As a consequence of these patterns, the demographic profile of those matched differs somewhat across the vendors. File 5, with the lowest match rate, has the smallest share of panelists ages 18-29 (13% vs. at least 16% for the other files). And two-thirds of File 5’s panelists have lived at their current residence for at least five years, compared with 58% to 59% for the other vendors.

The demographic differences in propensity to match also mean that more than one-in-six younger panelists (18% of those ages 18-29) are not matched to any of the five files and an additional 16% were found on just one file. Only 22% of younger panelists were found in all five files. By comparison, 59% of older panelists (ages 65 and older) were found on all five files, and just 2% were not found on any of the files.

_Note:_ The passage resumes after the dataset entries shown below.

PR #1099, opened 2026-07-20
feat: annotate accepts YAML, JSON, TOML and other plain-text files

### LINKED ISSUE #1029: Annotate command rejects .yaml and other text-based files
## Description

The `/annotate` command rejects `.yaml`, `.yml`, `.json`, `.toml`, and many other plain-text file formats with the error:

> Only .md, .mdx, .txt, .html, .htm files are supported.

These are all plain text files that the annotation engine can handle just fine — the restriction is purely an extension whitelist in the code, not a technical limitation.

### Root cause

Two places in `index.ts` restrict which files can be annotated:

**1. File type guard (line ~587):**
```ts
} else {
    if (!/\.(mdx?|txt)$/i.test(absolutePath)) {
        ctx.ui.notify("Only .md, .mdx, .txt, .html, .htm files are supported.", "error");
        return;
    }
    markdown = readFileSync(absolutePath, "utf-8");
}
```
This is the catch-all `else` block — after checking for folders and HTML files, it rejects anything that is not `.md`, `.mdx`, or `.txt`.

**2. Folder scanner (line ~566):**
```ts
if (!hasMarkdownFiles(absolutePath, FILE_BROWSER_EXCLUDED, /\.(mdx?|txt|html?)$/i)) {
    ctx.ui.notify(`No markdown, text, or HTML files found in ${absolutePath}`, "error");
```
Folder annotation also limits discovery to the same narrow set.

### Affected file types

Text-based files that are **unnecessarily rejected**:
- `.yaml`, `.yml` — YAML configs, CI/CD, OpenAPI specs
- `.json`, `.jsonc`, `.json5` — JSON configs, package.json, tsconfig
- `.toml` — pyproject.toml, Cargo.toml, ruff.toml
- `.xml`, `.svg` — XML configs, Maven POMs
- `.ini`, `.cfg`, `.conf` — INI-style configs
- `.env`, `.env.example` — environment files
- `.css`, `.scss`, `.less` — stylesheets
- `.js`, `.jsx`, `.ts`, `.tsx` — source code (comments as annotations)
- `.py`, `.rs`, `.go`, `.java`, `.rb`, `.php`, `.sh`, `.bash` — any source code
- `Dockerfile`, `Makefile`, `.gitignore`, etc.

### Why it matters

The annotation system uses `startMarkdownAnnotationSession` with plain text content read via `readFileSync(absolutePath, "utf-8")`. It works with any UTF-8 text — the annotator renders text and lets the user place annotations on it. There is no markdown-specific processing done on the content; it is sent as-is to the annotation UI.

### Suggested fix

**Option A (conservative):** Expand the regex to include common text-based config and code formats:
```ts
/\.(mdx?|txt|ya?ml|jsonc?|json5|toml|xml|cfg|ini|conf|env|css|s[ac]ss|less|[jt]sx?|py|rs|go|java|rb|php|sh|bash|zsh)$/i
```

**Option B (permissive):** Allow any file that is readable as UTF-8 text and not explicitly excluded (e.g., not binary). This would handle `Dockerfile`, `Makefile`, `.gitignore`, and any future text format without manual whitelist updates:
```ts
const isTextFile = (path: string): boolean => {
    const buf = readFileSync(path);
    // Skip binary files (null bytes in first 8KB)
    return !buf.subarray(0, Math.min(buf.length, 8192)).includes(0);
};
```

### Steps to reproduce

1. Open a Pi session with plannotator extension active
2. Try `/annotate some-file.yaml`
3. See error: "Only .md, .mdx, .txt, .html, .htm files are supported."

## Diagnostics

- **plannotator version:** 0.22.0
- **File location:** `index.ts` lines ~566 and ~587
- **Package:** `@plannotator/pi-extension`
- **Repository:** `backnotprop/plannotator`, path `apps/pi-extension`

backnotprop:
## What

`/plannotator-annotate` (and `plannotator annotate`) now accepts common plain-text config and data formats instead of rejecting everything that isn't `.md`/`.mdx`/`.txt`/`.html`/`.htm`. The content pipeline already reads files as UTF-8 text, so the restriction was purely an extension whitelist — as reported by @Serhioromano in #1029.

**New accepted extensions:** `.yaml` `.yml` `.json` `.jsonc` `.json5` `.toml` `.ini` `.cfg` `.conf` `.properties` `.csv` `.tsv` `.log` `.xml` `.env.example`

These render exactly the way `.txt` renders today — plain text through the markdown pipeline, selectable and annotatable. Syntax-highlighted / code-fence rendering for structured formats is a possible follow-up, deliberately out of scope here.

**Deliberate exclusions:**
- `.env` — it commonly holds secrets, and annotate's per-file version history copies file contents into `~/.plannotator/history/`. The secret-free `.env.example` convention is accepted instead.
- Source-code extensions (`.ts`, `.py`, …) — they belong to the code-file link/popout system and code review, and would flood the annotate folder file browser.

## How

New single source of truth: `packages/core/annotatable.ts` exporting `ANNOTATABLE_TEXT_REGEX` (plain-text set) and `ANNOTATABLE_DOC_REGEX` (plain-text + HTML), re-exported through `@plannotator/shared/resolve-file` and vendored into the Pi extension via `vendor.sh`. Per-call-site decisions:

| Site | Decision |
|------|----------|
| `resolveMarkdownFile` accept + fuzzy walk (`packages/shared/resolve-file.ts`) | Widened to `ANNOTATABLE_TEXT_REGEX` — single-file annotate and bare-filename in-root search now find config files. HTML keeps its own branch at call sites. |
| Folder discovery (hook CLI, OpenCode, Pi) | Widened to `ANNOTATABLE_DOC_REGEX`; error messages updated. |
| File-browser listing (Bun `reference-handlers.ts`, Pi `reference.ts`) | Widened to `ANNOTATABLE_DOC_REGEX` in both runtimes. |
| `/api/doc` serve guards (both runtimes) | New `doc=1` query param, set only by the file browser. Extensions that overlap `CODE_FILE_REGEX` (`.yaml`/`.json`/`.toml`/`.ini`/`.xml`) render as annotatable documents **only** with `doc=1`; without it they keep the `codeFile: true` popout response, so code-file links inside plans/docs are unaffected. Non-overlapping new extensions (`.csv`, `.log`, …) serve as documents unconditionally. |
| Linked-doc link regexes (`InlineMarkdown`, `HtmlBlock`) | **Unchanged** — `config.yaml` links inside a document keep the syntax-highlighted code popout, which is the better rendering for a reference link. |
| File-browser display names | Extension stripping stays narrow (`.md`/`.txt`/`.html`) so `config.yaml` and `config.json` siblings stay distinguishable. |
| Mid-edit file-open guard (`packages/editor/App.tsx`) | Gates on `isSourceSaveFilePath` (`.md`/`.mdx`/`.txt`) — config files are view-only (no source-save capability), so they cannot be opened mid-edit; this avoids silently downgrading "Done editing" to feedback-only edits. |
| Obsidian vault walkers | **Unchanged** — vaults stay markdown-only. |

**Frontmatter rule (from review):** stripping a leading `--- … ---` pair is a markdown convention; for non-markdown plain-text sources those delimiters are real content (a k8s multi-document YAML starts with them). `parseMarkdownToBlocks` gained a `{ frontmatter }` option and the editor keys it off the active document's path via `shouldStripFrontmatter()`: strip for `.md`/`.mdx` and pathless/converted sources (plans, agent messages, URLs, `--markdown` HTML); keep raw for every other annotatable text type (including `.txt`, whose leading `---` pair previously vanished too).

**Size cap (from review):** a shared `MAX_ANNOTATABLE_FILE_BYTES` (2MB — the same limit the code-file popout has always enforced, now single-sourced) guards the annotate CLI single-file read in all three runtimes and the `/api/doc` document branches in both servers. A multi-GB `server.log` now gets a clear "File too large to annotate (max 2MB)" error instead of OOMing the server and being copied into annotate history. Note: this also caps `.md`/`.txt` document serves, previously unbounded — a behavior change only for pathological inputs.

Annotate history slug (`annotate-{basename}-{hash8}`) is extension-agnostic and works unchanged for the new types; Bun and Pi servers are updated in lockstep. Agent-facing skill docs (`plannotator-annotate` core + Kiro) now mention the config formats.

## Tests

- `packages/shared/resolve-file.test.ts`: accept cases for every new extension, bare-filename in-root resolution, `.py` rejection, `.env` rejected / `.env.example` accepted, predicate classification.
- `packages/server/reference-handlers.test.ts`: file-browser listing includes config formats and excludes `.env`/source code; `doc=1` serves `.yaml` as markdown; without `doc=1` the code-popout response is preserved; `.csv` serves as markdown unconditionally; 413 size-cap coverage for the `doc=1`, markdown-fallback, and base-relative branches.
- `packages/ui/utils/parser.test.ts`: YAML/JSON content parses without loss; multi-document YAML keeps its **first** document with `frontmatter: false`; default parse still strips markdown frontmatter; `shouldStripFrontmatter` path-rule coverage.

All suites green: `bun test packages/shared packages/server packages/ui packages/editor packages/core apps/opencode-plugin apps/pi-extension` (1,776 pass, 0 fail), `bun run typecheck` (includes Pi vendor + strict-consumer), review+hook bundles build, and CLI smoke tests (`annotate x.py` → helpful error; `annotate smoke.yaml` → resolves and opens; 3MB `big.yaml` → size-cap error).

Similarly, 52% of those who have lived at their current address for five or more years matched to all five files and just 5% could not be located in any file. Just 14% of those with less than one-year tenure at their current address were located by all five files.

Hispanics match at lower rates than other racial or ethnic groups. Nearly a quarter (23%) are not matched to any files. Only 26% of Hispanics were matched by all five files, while nearly half (47%) of whites were found by all five. Blacks fall somewhere in between. Roughly four-in-ten blacks (43%) were found on all five files, while 10% were not matched to any files.

While there are differences in propensity to match by educational attainment, they are comparatively minor. Half (48%) of panelists who report having at least a bachelor’s degree were matched to all five files, compared with 36% of those who reported having a high school diploma or less. Panelists at all education levels are roughly equally likely to not be matched to any file.

  1. Because the overarching goals of the study were to evaluate the performance of the different vendors on a range of metrics, rather than to single out individual vendors as particularly good or bad, researchers anonymized the names of the voter file vendors and labeled each with a number.
  2. Panelists are removed periodically either due to inactivity or by request. This analysis is only of active panelists who responded to the post-election interview conducted Nov. 29 to Dec. 12, 2016.
  3. A small number of panelists (5%) have never provided their name to Pew Research Center and no effort was made by any of the vendors to match these individuals and therefore were excluded from this analysis
  4. The term bias can conjure up the thought of prejudice against certain kinds of people or a conscious effort to be unfair. Surveys can be biased in this sense if, for example, the questions are designed to favor one side of an issue. But when survey researchers and statisticians use the term, they mean something more general. In this case, bias is error that occurs when the composition of the matched sample is systematically different from what is true in the population. The term bias, as used in this study, does not result from conscious effort on the part of the researcher.